What people have found over time is that this "apply some other change" works better when it is treated as a three-way merge. We simply designate commit P
as the "merge base" and T
, our current commit, as our current commit, with commit C
—the child of our chosen merge base P
, and of course the argument to git cherry-pick
, as the other commit. Git then finds what we changed from P
to T
, and what they changed from P
to C
, and combines them.
If the combining goes well, git cherry-pick
makes the commit on its own. The commit it makes isn't a merge commit though:
...--o--o--P--C--o--o--... <-- some-branch
...
...--o--T--C' <-- current-branch (HEAD)
Here, the new commit is an ordinary single-parent commit, with parent T
. I've called the new commit C'
because it is, sort of, a copy of commit C
: the diff from T
to C'
is the same, sort of, as the diff from P
to C
. (The line numbers of various changes might differ, and if you had to resolve merge conflicts, the diffs themselves will differ up in exactly those places where you did something to fix the conflict.)
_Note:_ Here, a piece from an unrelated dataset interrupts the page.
PR #2080, opened 2026-09-22
  fix: normalize "vue" to "vue.js" in skillExtractor

### LINKED ISSUE #2079: Bug: Skill normalization drops "Vue" → "vue.js" mapping, causing Vue-based orgs to be silently excluded from recommendations
### Description
`normalizeSkill()` in `src/js/skillExtractor.js` maps the dictionary token `"vuejs"` to `"vue.js"`, but has no mapping entry for the separate dictionary token `"vue"` — so a bare "vue" match is left as the literal string `"vue"` instead of being normalized to `"vue.js"`. Since org tags in `src/js/org.js` use the literal string `"vue.js"` (e.g. Learning Equality, omegaUp), and `normalizeSkill("vue.js")` maps to itself unchanged, a resume/GitHub profile skill extracted as `"vue"` never matches an org tag of `"vue.js"`. The two code paths (user skill extraction and org tag normalization) both call the same `normalizeSkill()` function, but because "vue" and "vue.js" are treated as distinct, unrelated skills, any Vue.js developer's language/topic score for Vue-tagged orgs is 0, and those orgs are pushed out of `getRecommendations()`'s top results (`src/js/recommender.js`) despite being a legitimate stack match.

You can get git cherry-pick
to avoid doing the final commit, even if there are no conflicts. Just add the --no-commit
argument. The cherry-pick will stop, just like merge will stop. You now have a chance to change what's in Git's index, so that the final commit—from git cherry-pick --continue
or git commit
—has contents that aren't the result of the automated three-way merge.
What this means for you is that you will have to do the same kind of work as you would do for git merge --no-commit
. You will need to determine which changes to keep and which ones to discard.
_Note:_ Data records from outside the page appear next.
PR #150, opened 2025-03-19
test(host/uvc): Simple mock for opening UVC device

tore-espressif:
Simple UVC device opening mock

### DIFF
--- a/host/class/uvc/usb_host_uvc/host_test/main/test_fixtures.cpp
+++ b/host/class/uvc/usb_host_uvc/host_test/main/test_fixtures.cpp
@@ -1,0 +1,103 @@
+/*
+ * SPDX-FileCopyrightText: 2025 Espressif Systems (Shanghai) CO LTD
+ *
+ * SPDX-License-Identifier: Apache-2.0
+ */
+
+#include <stdio.h>
+#include <string.h>
+#include <catch2/catch_test_macros.hpp>
+#include "mock_add_usb_device.h"
+#include "test_fixtures.hpp"
+
+extern "C" {
+#include "Mockusb_host.h"
+}
+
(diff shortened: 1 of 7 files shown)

If neither of these methods seems to produce the results you want, consider doing your own git diff
(using the appropriate plumbing commands, of course, so that you don't get tripped up by user configurations). You can find the hash IDs of the appropriate commit(s) using git rev-parse
, which is a very handy plumbing command. (Sometimes you can use names, but generally, it's a good idea to turn the names into the appropriate raw hash IDs. See the gitrevisions documentation for the various ways to spell a commit hash ID for git rev-parse
.)
Note that git diff --name-status
will show you the file names and a status letter for the result of each diff. For instance, if you diff the parent and child commits that git cherry-pick
would use:
git diff <hash-of-P> <hash-of-C>
you'll see some set of changes, and in those set of changes, you may also see an action of the form delete some file entirely or create some new file. If you enable rename detection, you may see an action of the form rename old name to new name. With git diff --name-status
, you'll see A
(add new file), D
(delete file), R
(rename file), or M
(modify file) as the status.4 You can use this to decide whether a file is "new", for instance.
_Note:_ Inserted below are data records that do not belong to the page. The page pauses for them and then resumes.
PR #165, opened 2025-04-25
refactor(esp_tinyusb): Descriptors configuration

roma-jam:
## Description

Refactor tinyUSB configuration with: 
- Split the configuration parameters by 4 groups: port-related, task-related, descriptors-related and phy-related. 
- Renamed descriptor-configuration structure to descriptors map and move descriptor configuration to the task. (Fixes the problem with breaking the descriptors, while another task is called the `tinyusb_driver_install`)

## Testing

- Enabled test `Multitask install`, which verifies the possibility to install tinyusb driver from five tasks simultaneously. 

---

## Checklist


device/esp_tinyusb/include/tinyusb.h
```diff
@@ -20,41 +20,34 @@ extern "C" {
  * @brief Configuration structure of the TinyUSB core
  */
 typedef struct {
-    // USB Peripheral Settings
-    bool skip_phy_setup;                       /*!< If set, the esp_tinyusb will not configure the USB PHY thus allowing
+    tinyusb_port_t port;                        /*!< USB Peripheral hardware port number. Available when hardware has several available peripherals. */
+    struct {
+        // USB Peripheral Settings
+        bool skip_setup;                       /*!< If set, the esp_tinyusb will not configure the USB PHY thus allowing
```
igi540, line 26: Would it make sense to keep the original name `skip_phy_setup` here for consistency with the previous versions and to make its purpose a bit clearer?

roma-jam: This is within a breaking change anyway.

When we choose between: 
1. `config->phy.skip_setup = true; `
2. `config->phy.skip_phy_setup = true;`

seems that the usage of two `phy`s in the name is just not necessary.

device/esp_tinyusb/include/tinyusb.h
```diff
@@ -20,41 +20,34 @@ extern "C" {
...
-        };
-    };
-    const uint8_t *hs_configuration_descriptor;                 /*!< Pointer to a HighSpeed configuration descriptor. If set to NULL, TinyUSB device will use a default configuration descriptor whose values are set in Kconfig */
-    const tusb_desc_device_qualifier_t *qualifier_descriptor;   /*!< Pointer to a qualifier descriptor */
-#else
-    };
-#endif // TUD_OPT_HIGH_SPEED
+    struct {
+        const tusb_desc_device_t *device;           /*!< Pointer to a device descriptor. If set to NULL, the TinyUSB device will use a default device descriptor whose values are set in Kconfig */
+        const tusb_desc_device_qualifier_t *qualifier;   /*!< Pointer to a qualifier descriptor */
```
peter-marcisovsky, line 44: In the USB Specification, there is always used term `device qualifier descriptor` and never used term just `qualifier descriptor`. Do you think it would make sense to have `device_qualifier` instead of just `qualifier` ?

`config->descriptor->qualifier`
`config->descriptor->device_qualifier`

Even though, there is no other descriptor which holds `qualifier` in it's name, so using just qualifier here is explanatory enough. But having the `device_qualifier` would be more for the sake of completeness maybe.

device/esp_tinyusb/include/tinyusb.h
igi540: Thanks, that makes sense. I agree, it’s clear enough inside `phy`.

device/esp_tinyusb/descriptors_control.c
```diff
@@ -160,78 +148,102 @@ uint16_t const *tud_descriptor_string_cb(uint8_t index, uint16_t langid)
...
+        if (config->high_speed_config == NULL) {
+#if (CFG_TUD_CDC > 0 || CFG_TUD_MSC > 0 || CFG_TUD_NCM > 0)
+            // We provide default config descriptors only for CDC, MSC and NCM classes
+            ESP_LOGW(TAG, "No High-speed configuration descriptor provided, using default.");
+            s_desc_cfg.hs_cfg = descriptor_hs_cfg_default;
 #else
-        ESP_LOGW(TAG, "No HighSpeed configuration descriptor provided, using default.");
-        s_desc_cfg.hs_cfg = descriptor_hs_cfg_default;
+            // Default configuration descriptor must be provided for the following classes
+            ESP_GOTO_ON_FALSE(config->high_speed_config, ESP_ERR_INVALID_ARG, fail, TAG, "Full-speed configuration descriptor must be provided for this device");
```
peter-marcisovsky, line 211:
```suggestion
            ESP_GOTO_ON_FALSE(config->high_speed_config, ESP_ERR_INVALID_ARG, fail, TAG, "High-speed configuration descriptor must be provided for this device");
```

device/esp_tinyusb/tinyusb.c
```diff
@@ -43,40 +43,39 @@ static esp_err_t tinyusb_check_config(const tinyusb_config_t *config)
...
+    if (!config->phy.skip_setup) {
         // Configure USB PHY
         usb_phy_config_t phy_conf = {
             .controller = USB_PHY_CTRL_OTG,
             .target = USB_PHY_TARGET_INT,
             .otg_mode = USB_OTG_MODE_DEVICE,
             // OTG speed selects the PHY indirectly
+#if ESP_IDF_VERSION >= ESP_IDF_VERSION_VAL(5, 3, 0)
+            // esp32p4 is supported from IDF 5.3
             .otg_speed = (config->port == TINYUSB_PORT_0) ? USB_PHY_SPEED_FULL : USB_PHY_SPEED_HIGH,
```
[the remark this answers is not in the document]
roma-jam: Not really. 
The only reason why do we need to provide the speed is to make the configuration `usb_phy_otg_dev_set_speed()` and do the pull override. But we do not need to do the pull override. 

The default value is `USB_PHY_SPEED_UNDEFINED` and with this value we do no do the override, so we need to setup the speed only for selecting the right phy...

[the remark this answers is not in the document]
roma-jam: ... but thanks for pointing attention to that. 
I revisit it again and rewrite the way how we configure the phy, based on the port number. 
As we need to use the default PHY for every peripheral, so it is like this right now: 
- P4, + HS Periph = UTMI PHY
- P4 + FS Periph = INT PHY
- S2/S3 + FS Periph = INT PHY

device/esp_tinyusb/tinyusb_task.c
```diff
@@ -82,24 +108,32 @@ esp_err_t tinyusb_task_check_config(const tinyusb_task_config_t *config)
...
 
     esp_err_t ret;
-    // Allocate TinyUSB Task object
     tinyusb_task_ctx_t *task_ctx = heap_caps_calloc(1, sizeof(tinyusb_task_ctx_t), MALLOC_CAP_DEFAULT);
     if (task_ctx == NULL) {
         return ESP_ERR_NO_MEM;
     }
 
     task_ctx->awaiting_handle = xTaskGetCurrentTaskHandle();    // Save parent task handle
+    task_ctx->p_mux_lock = &s_mux_lock;                         // Save mutex lock
```
tore-espressif, line 131: This looks dangerous. Do we use the same semaphore to guard 2 different things?

device/esp_tinyusb/tinyusb_task.c
```diff
@@ -82,24 +108,32 @@ esp_err_t tinyusb_task_check_config(const tinyusb_task_config_t *config)
...
 {
     TINYUSB_TASK_ENTER_CRITICAL();
     TINYUSB_TASK_CHECK_FROM_CRIT(p_tusb_task_ctx == NULL, ESP_ERR_INVALID_STATE);             // Task shouldn't started
+    if (s_mux_lock == NULL) {
+        s_mux_lock = xSemaphoreCreateMutex();
+        if (s_mux_lock == NULL) {
+            TINYUSB_TASK_EXIT_CRITICAL();
+            return ESP_ERR_NO_MEM;
+        }
+    }
```
tore-espressif, line 121: In case `s_mux_lock != NULL` we will continue with TinyUSB initialization. Is that intended?

device/esp_tinyusb/include/tinyusb_task.h
```diff
@@ -51,7 +52,7 @@ esp_err_t tinyusb_task_check_config(const tinyusb_task_config_t *task_cfg);
  *    - ESP_ERR_NO_MEM if memory allocation failed
  *    - ESP_OK if TinyUSB Task initialized successfully
  */
-esp_err_t tinyusb_task_start(tinyusb_port_t port, const tinyusb_task_config_t *task_cfg);
+esp_err_t tinyusb_task_start(tinyusb_port_t port, const tinyusb_task_config_t *task_cfg, const tinyusb_desc_config_t *desc_cfg);
```
tore-espressif, line 55: Should this API be private now?

tore-espressif (commented):
@roma-jam Thank you for the update!
I left few comments so you're not blocked

device/esp_tinyusb/descriptors_control.c
```diff
@@ -160,78 +148,102 @@ uint16_t const *tud_descriptor_string_cb(uint8_t index, uint16_t langid)
...
-    // Qualifier Descriptor
-    if (config->qualifier_descriptor == NULL) {
-        ESP_GOTO_ON_FALSE((s_desc_cfg.dev == &descriptor_dev_default), ESP_ERR_INVALID_ARG, fail, TAG, "Qualifier descriptor must be present (Device Descriptor not default).");
-        // Get default qualifier if device descriptor is default
-        ESP_LOGW(TAG, "No Qulifier descriptor provided, using default.");
-        s_desc_cfg.qualifier = &descriptor_qualifier_default;
+        // High-speed and Full-speed descriptors should be equal length
+        ESP_GOTO_ON_FALSE(((tusb_desc_configuration_t *)s_desc_cfg.hs_cfg)->wTotalLength ==
+                          ((tusb_desc_configuration_t *)s_desc_cfg.fs_cfg)->wTotalLength,
+                          ESP_ERR_INVALID_ARG, fail, TAG, "High-speed and Full-speed configuration descriptors must be same length");
```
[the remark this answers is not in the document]
roma-jam: Yep, they might be completely different, right. 
Thanks.

device/esp_tinyusb/descriptors_control.c
```diff
@@ -160,78 +148,102 @@ uint16_t const *tud_descriptor_string_cb(uint8_t index, uint16_t langid)
...
+        // Device Qualifier Descriptor
+        if (config->qualifier == NULL) {
+            // Get default qualifier if device descriptor is default
+            ESP_LOGW(TAG, "No Qualifier descriptor provided, using default.");
+            s_desc_cfg.qualifier = &descriptor_qualifier_default;
+        } else {
+            s_desc_cfg.qualifier = config->qualifier;
+        }
+        // Other Speed Descriptor buffer allocation, will be used for other speed configuration descriptor request
+        s_desc_cfg.other_speed = calloc(1, ((tusb_desc_configuration_t *)s_desc_cfg.hs_cfg)->wTotalLength);
```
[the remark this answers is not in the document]
roma-jam: In case, fs and hs config descriptors could have different sizes, we need to allocate the memory for the bigger one.

device/esp_tinyusb/include/tinyusb_task.h
roma-jam: Yes, indeed. 
There is no point to keep it public. Thanks, changed.

device/esp_tinyusb/descriptors_control.c
```diff
@@ -160,78 +148,102 @@ uint16_t const *tud_descriptor_string_cb(uint8_t index, uint16_t langid)
...
+    if (port == TINYUSB_PORT_1) {
+#if (TUD_OPT_HIGH_SPEED)
+        //
+#else
+        ESP_RETURN_ON_FALSE(port == TINYUSB_PORT_0, ESP_ERR_INVALID_ARG, TAG, "Only one port is available");
+#endif // TUD_OPT_HIGH_SPEED
+    }
+#endif // SOC_USB_OTG_PERIPH_NUM > 1
+    return ESP_OK;
+}
```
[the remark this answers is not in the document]
roma-jam: Yes, I changed it to: 

```
#if (SOC_USB_OTG_PERIPH_NUM > 1)
    if (port == TINYUSB_PORT_1) {
#if !TUD_OPT_HIGH_SPEED
        ESP_RETURN_ON_FALSE(false, ESP_ERR_INVALID_ARG, TAG, "Device has only Full-speed port");
#endif
    }
#endif
```

The `TINYUSB_PORT_1` isn't available for user when `SOC_USB_OTG_PERIPH_NUM == 1`, but that still possible if someone will use just `1`

device/esp_tinyusb/tinyusb_task.c
roma-jam: I removed the mux completely, simplified the logic. 
Now, we have: 

`static bool _task_is_running = false;               // Locking flag for the task, access only from the critical section`

which plays the same role as the mutex before, but way more simple.

device/esp_tinyusb/tinyusb_task.c
roma-jam: No, not really. 
We handle this case later...

I simplified the logic and now we lock the task till the moment it will start or fail. 
While the task is locked, we don't let the user to start more tasks.

device/esp_tinyusb/tinyusb_task.c
```diff
@@ -38,35 +39,61 @@ typedef struct {
...
+        goto del;
+    }
     if (!tusb_rhport_init(task_ctx->rhport, &task_ctx->rhport_init)) {
         ESP_LOGE(TAG, "Init TinyUSB stack failed");
-        vTaskDelete(NULL);
-        // No return needed here: vTaskDelete(NULL) does not return
+        goto desc_free;
     }
+
     ESP_LOGD(TAG, "TinyUSB stack has been initialized in task");
```
tore-espressif, line 77: Since initializing TinyUSB in task is now the only option, could we remove this log?

device/esp_tinyusb/tinyusb_task.c
tore-espressif: Looks good!

tore-espressif (commented):
@roma-jam thanks for the update, looks better now!

It seems that the TinyUSB port <-> USB peripheral is still not clear to me... Could you also please sum it up in a README table for users?

device/esp_tinyusb/include_private/tinyusb_task.h
```diff
@@ -51,7 +43,7 @@ esp_err_t tinyusb_task_check_config(const tinyusb_task_config_t *task_cfg);
  *    - ESP_ERR_NO_MEM if memory allocation failed
  *    - ESP_OK if TinyUSB Task initialized successfully
  */
-esp_err_t tinyusb_task_start(tinyusb_port_t port, const tinyusb_task_config_t *task_cfg);
+esp_err_t tinyusb_task_start(tinyusb_port_t port, const tinyusb_task_config_t *task_cfg, const tinyusb_desc_config_t *desc_cfg);
```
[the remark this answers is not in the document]
roma-jam: Before (when there was a possibility to init the task externally), descriptors and task could be possible to have at the same logic level. 
Now, when there is only one option possible (run the task internally), there is no point to configure descriptors outside of the task, so the level of descriptors could be increased and it might be used only from the task. 

So, before it was: 
```
	 +--------------+
	 |  application |
	 +--------------+
	        | 
	 +--------------+
	 |  tinyusb.c   |
	 +--------------+
	    |       |
      +-----+       +---+
      |                 |
+----------+   +----------------+  
|  task.c  |   |  descriptors.c |
+----------+   +----------------+ 
```

Right now, there is no need to configure/re-configure the descriptors, if the task is already running. Moreover, this shouldn't be possible to do, as it should be locked till the moment the task is running. 
So, it can be represent as following: 

```
	 +----------------+
	 |  application.c |
	 +----------------+
	        | 
	 +--------------+
	 |  tinyusb.c   |
	 +--------------+
	        |         
	  +------------+   
	  |  task.c    |  
	  +------------+  
                | 
  	 +----------------+ 
 	 |  descriptors.c |
 	 +----------------+ 
```
 

So, right now it is still Single Responsibility Principle, except maybe the `tinyusb_descriptors_check()` which I moved to the `tinyusb_driver_install()` just to check the descriptors in more explicit way.
But sure, I could move it to the task.c, so there will be no exceptions and the principle will be hold unquestionable.

device/esp_tinyusb/tinyusb.c
```diff
@@ -43,40 +43,46 @@ static esp_err_t tinyusb_check_config(const tinyusb_config_t *config)
...
+#if (SOC_USB_OTG_PERIPH_NUM > 1)
+        if (config->port == TINYUSB_PORT_1) {
+            // Default PHY for OTG2.0 is UTMI
+            phy_conf.target = USB_PHY_TARGET_UTMI;
+            phy_conf.otg_speed = USB_PHY_SPEED_HIGH;
+        } else if (config->port == TINYUSB_PORT_0) {
+            // Default PHY for OTG1.1 is INT
+            phy_conf.otg_speed = USB_PHY_SPEED_FULL;
+        }
+#endif // (SOC_USB_OTG_PERIPH_NUM > 1)
```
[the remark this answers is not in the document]
roma-jam: The mapping in the tinyusb is the opposite, regarding the mapping we have in esp-idf (https://github.com/hathach/tinyusb/blob/master/src/portable/synopsys/dwc2/dwc2_esp32.h#L56): 

```
// On ESP32 for consistency we associate
// - Port0 to OTG_FS, and Port1 to OTG_HS
static const dwc2_controller_t _dwc2_controller[] = {
  { .reg_base = DWC2_FS_REG_BASE, .irqnum = ETS_USB_OTG11_CH0_INTR_SOURCE, .ep_count = 7, .ep_in_count = 5, .ep_fifo_size = 1024 },
  { .reg_base = DWC2_HS_REG_BASE, .irqnum = ETS_USB_OTG_INTR_SOURCE, .ep_count = 16, .ep_in_count = 8, .ep_fifo_size = 4096 }
};
```

Which means, that for tinyusb port 0 - is FS peripheral and port 1 - is HS. 


So, if we want the same numbers for the peripherals as in esp-idf, I need to invert them somewhere. 
Right now, I am not inverting them, just not to add additional difficulties.

I see two options right now: 
1. Remove the number from the tinyusb port enum. So to say, to change `TINYUSB_PORT_0` -> `TINYUSB_PORT_FS`. This will exclude the using of numbers and confusion. But there could be situation, that some hardware in the future could have two HS periph and in this case we will need to change it again. 
2. Invert the `TINYUSB_PORT_*`  so it will be the same, as in esp-idf: `*_0` - for HS, `*_1` - for FS. In this case, it will be the same, we can add the any periph in the future without problems, even if there will be two HS periphs. 

I would prefer the first option, because it is much clear to the user which peripheral he uses (FS or HS). So I need one more vote, because by the arguments seems that the second option is more preferable. 

Feel free to vote, but apparently I will change it according to the option #2.

device/esp_tinyusb/include_private/tinyusb_task.h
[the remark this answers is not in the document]
roma-jam: > Now task and descriptors are mixed together

I assume, that the header-file `tinyusb_types.h` where we have configuration structs for task and descriptors create this image, that they are mixed. I removed that file and move the configuration to the `tinyusb.h` file, which is: 
- public
- should be used when nothing special required

Also, I moved the descriptor verification to the task logic. 
 
I hope that will help to keep the idea more transparent.

device/esp_tinyusb/tinyusb.c
```diff
@@ -43,40 +43,46 @@ static esp_err_t tinyusb_check_config(const tinyusb_config_t *config)
...
+    usb_phy_handle_t phy_hdl = NULL;
+    if (!config->phy.skip_setup) {
         // Configure USB PHY
         usb_phy_config_t phy_conf = {
             .controller = USB_PHY_CTRL_OTG,
             .target = USB_PHY_TARGET_INT,
             .otg_mode = USB_OTG_MODE_DEVICE,
-            // OTG speed selects the PHY indirectly
-            .otg_speed = (config->port == TINYUSB_PORT_0) ? USB_PHY_SPEED_FULL : USB_PHY_SPEED_HIGH,
+            .otg_speed = USB_PHY_SPEED_UNDEFINED,
```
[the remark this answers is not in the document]
roma-jam: Yes, I started with it, but if I config the parameters correctly, based on the peripheral - it is not correct. 
Changed it to: 

```
        // Configure USB PHY
        usb_phy_config_t phy_conf = {
            .controller = USB_PHY_CTRL_OTG,
            .target = USB_PHY_TARGET_INT,
            .otg_mode = USB_OTG_MODE_DEVICE,
            .otg_speed = USB_PHY_SPEED_FULL,
        };

#if (SOC_USB_OTG_PERIPH_NUM > 1)
        if (config->port == TINYUSB_PORT_HIGH_SPEED_0) {
            // Default PHY for OTG2.0 is UTMI
            phy_conf.target = USB_PHY_TARGET_UTMI;
            phy_conf.otg_speed = USB_PHY_SPEED_HIGH;
        }
#endif // (SOC_USB_OTG_PERIPH_NUM > 1)
```

device/esp_tinyusb/tinyusb.c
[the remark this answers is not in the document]
roma-jam: I took the option 1, and added there a number as an option to extend it in the future: 
```
typedef enum {
    TINYUSB_PORT_FULL_SPEED_0 = 0,                /*!< USB OTG 1.1 peripheral */
#if (SOC_USB_OTG_PERIPH_NUM > 1)
    TINYUSB_PORT_HIGH_SPEED_0,                    /*!< USB OTG 2.0 peripheral */
#endif // (SOC_USB_OTG_PERIPH_NUM > 1)
    TINYUSB_PORT_MAX,
} tinyusb_port_t;
```

So, the user would operate with `TINYUSB_PORT_FULL_SPEED_0` and `TINYUSB_PORT_HIGH_SPEED_0` (or `TINYUSB_PORT_HIGH_SPEED_1`) which is easier to understand and the name does not interfere with just a number (0 and 1 in esp-idf) or a port number (0 and 1 in TinyUSB).

igi540:
I've tested the changes from this PR on both **ESP32-S3** and **ESP32-P4** hardware, using the updated **test_apps/cdc/main/test_cdc.c** example included in the PR. Everything works as expected — the TinyUSB descriptors have been refactored cleanly, the device enumerates and communicates correctly, and the configuration changes are functional.

This refactor improves code readability, structure, and multi-port (FS/HS) support for ESP32 series. Thanks for the work on this.

igi540 (approved):
LGTM.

If you then decide you'd like to run a standard three-way merge algorithm on some specific file content, you will need to extract the three input files from three commits (or wherever they might come from). The git merge-file
command will then be able to perform that merge, possibly with conflicts.
Note that this amounts to writing your own merge strategy, and in general, writing merge strategies is hard. See also footnote 2.
4The full possible set of letters for a standard diff is ABCDMRT
; in a merge conflict situation, you can get status code U
. B
is only possible if you use the -B
option; C
is only possible if you use the -C
option; and R
occurs only when rename detection is enabled, but this is a user configuration item. T
represents a type-change, e.g., from file to symbolic link.